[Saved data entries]
PR #20271, opened 2026-07-29
term-finance-vaults: clarify methodology

robotoer:
Went with keeping the vaults adapter liquid-only, so this is now just a methodology string change, no behaviour change.

The old string ("deposits allocated to other protocols") didn't describe what `totalLiquidBalance()` actually returns, and didn't say why deployed capital is left out. New string covers both.

TVL is unchanged:

```
------ TVL ------
ethereum                  6.64 M
bsc                       2.09 M
avax                      1.54 M
plasma                    7.92 k
arbitrum                  1.01 k
base                      0.00

total                    10.28 M
```

## Summary by CodeRabbit

* **Documentation**
  * Clarified how Term Strategy Vault balances are calculated: liquid balance now reflects idle assets plus reserves held in third-party ERC4626 vaults.
  * Explicitly notes that capital deployed into Term repo tokens is excluded to prevent double counting.

### DIFF
--- a/projects/term-finance-vaults/index.js
+++ b/projects/term-finance-vaults/index.js
@@ -58,7 +58,7 @@ const vaultsGraphStartBlock = {
 }
 
 module.exports = {
-  methodology: `Counts deposits in Term Strategy Vaults allocated to other protocols.`,
+  methodology: `Counts the liquid balance of Term Strategy Vaults: idle assets plus reserves parked in third party ERC4626 vaults. Capital deployed into Term repo tokens is left out here to avoid double counting, it is tracked by the term-finance adapter as locked purchase tokens and borrowed.`,
   // hallmarks: [['2020-05-04', "TermFinance Launch"]],
 };
 


projects/term-finance-vaults/index.js
```diff
@@ -58,7 +58,8 @@ const vaultsGraphStartBlock = {
 }
 
 module.exports = {
-  methodology: `Counts deposits in Term Strategy Vaults allocated to other protocols.`,
+  methodology: `Counts total deposits in Term Strategy Vaults via each strategy's totalAssetValue(): idle liquidity plus capital deployed into Term repo tokens and pending auction offers.`,
```
RohanNero: If using `totalAssetValue` includes tokens tracked by `projects/term-finance/index.js`, we can either continue tracking only the idle vault funds here, or we can exclude the `term-finance/index.js` tvl from the parent: https://defillama.com/protocol/termfinance. Do you have a preference on which? They would both result in the same ~13M currently

RohanNero (changes requested):

projects/term-finance-vaults/index.js
robotoer: Good catch, thanks. Went with the first option, keeping this one liquid-only.

The two aren't quite equivalent though. Collateral never shows up in `totalAssetValue` (the vault holds the repo token, the borrower's wstETH/cbBTC sits in the repo locker), so excluding `term-finance` from the parent would drop ~2M of collateral while counting the lent out portion as tvl instead of borrowed. Lands on a similar number today by coincidence, but the two errors won't keep cancelling.

So this is now just a methodology string fix, no behaviour change. Deployed capital stays out of the vaults adapter and is tracked in `term-finance` as locked purchase tokens + borrowed.

RohanNero (approved):

RohanNero:
Thank you for PR and the update

PR #20280, opened 2026-07-29
fix(dreamdex): restore USDso quote + native SOMI legs dropped in consolidation

vincent-improbable:
`dreamdex` currently reports **$198,228** against **$1,643,861** actually held on-chain — 87.9% of TVL is uncounted. This is a regression from the `consolidate` commit d949732bf, not a change on our side.

### What happened

d949732bf migrated `projects/dreamdex/index.js` into `registries/sumTokens/data3.js`. It carried over the six `tokensAndOwners` ERC20 base legs and the `methodology` string verbatim, but dropped the adapter's `ownerTokens` block:

```js
for (const owner of owners) ownerTokens.push([[USDso, ADDRESSES.null], owner])
```

That block counted **USDso** — the quote asset of all four markets — and **native SOMI**, across all 8 owners (4 `SpotPool`s + their 4 `SpotStopOrderRegistry`s). Dropping it removed the entire quote side of the protocol, and removed the **SOMI/USDso market completely**: its base token is native SOMI, so both of that market's legs lived in the dropped block and neither its pool nor its registry appears anywhere in the migrated config.

The `methodology` text still shipping in the registry entry states that native SOMI and USDso are counted, so this reads as migration loss rather than an intended change.

### Verification

`node test.js projects/dreamdex/index.js`:

| | Total | Tokens counted |
|---|---|---|
| before | **198.23 k** | USDC.e, WBTC, WETH |
| after | **1.64 M** | + USDso 1.37 M, SOMI 72.5 k |

- The pre-fix run reproduces `api.llama.fi/protocol/dreamdex`'s live **$198,228** to the dollar, and that endpoint's token breakdown lists only USDC/WBTC/WETH.
- The same breakdown included `USDSO` ($934,464) and `SOMI` ($56,492) through the **2026-07-21 00:00 UTC** snapshot and neither from **2026-07-22 00:00 UTC** onward. Reported TVL steps from $1,604,591 to $467,130 across that boundary; d949732bf landed on `main` 2026-07-21 23:18 UTC.
- Direct reads against Somnia mainnet (chain id 5031) over the 8 owners: **1,373,411 USDso** and **838,345 native SOMI**, none of it currently counted. Priced with DefiLlama's own feed that is the $1,445,379 gap.
- Owners and token addresses reconcile against `config/mainnet/deploy.json` and `config/mainnet/stop-order-registries.json` in the protocol repo.

Real on-chain TVL over this window went ~$1.60M → ~$1.64M, i.e. flat. The reported collapse is entirely the dropped legs.

### The change

One line. Restored as `owners` × `tokens` alongside the existing `tokensAndOwners` rather than reintroducing `ownerTokens`, since `sumTokens2` folds all three into the same `tokensAndOwners` list and this form is the most compact. I verified all three spellings produce the same $1.64M.

### Two asks

1. **Backfill from 2026-07-22.** Merging only corrects forward; without a refill the chart keeps a false 88% collapse.
2. **`projects/component/index.js` broke the same way** and is not touched here. It was the only other adapter in d949732bf whose TVL relied on `ownerTokens` — 2 of 142 migrated adapters used that key and both regressed. Its `tvl` is now a bare `{}` on ethereum/xdai/bsc (not the `{ __empty: true }` marker the file uses for deliberately-empty TVL) and it reports $0 from the same 2026-07-22 snapshot, previously $5,375 on ethereum. Left for someone who owns that protocol, but worth a look — and possibly worth a guard in the consolidation tooling, since `ownerTokens` is supported by `sumTokens2` and was silently not emitted.

## Summary by CodeRabbit

* **Bug Fixes**
  * Improved total value locked (TVL) calculation accuracy for Somnia by refining supported token and address mappings.


g1nt0ki:
@vincent-improbable thanks for the the fix, sorry for introducing the bug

→ **ASSIGNMENT**
Only the lines above that hold "rather" are wanted. Show every one of them.

→ **WORKED SOLUTION**
The `methodology` text still shipping in the registry entry states that native SOMI and USDso are counted, so this reads as migration loss rather than an intended change.
One line. Restored as `owners` × `tokens` alongside the existing `tokensAndOwners` rather than reintroducing `ownerTokens`, since `sumTokens2` folds all three into the same `tokensAndOwners` list and this form is the most compact. I verified all three spellings produce the same $1.64M.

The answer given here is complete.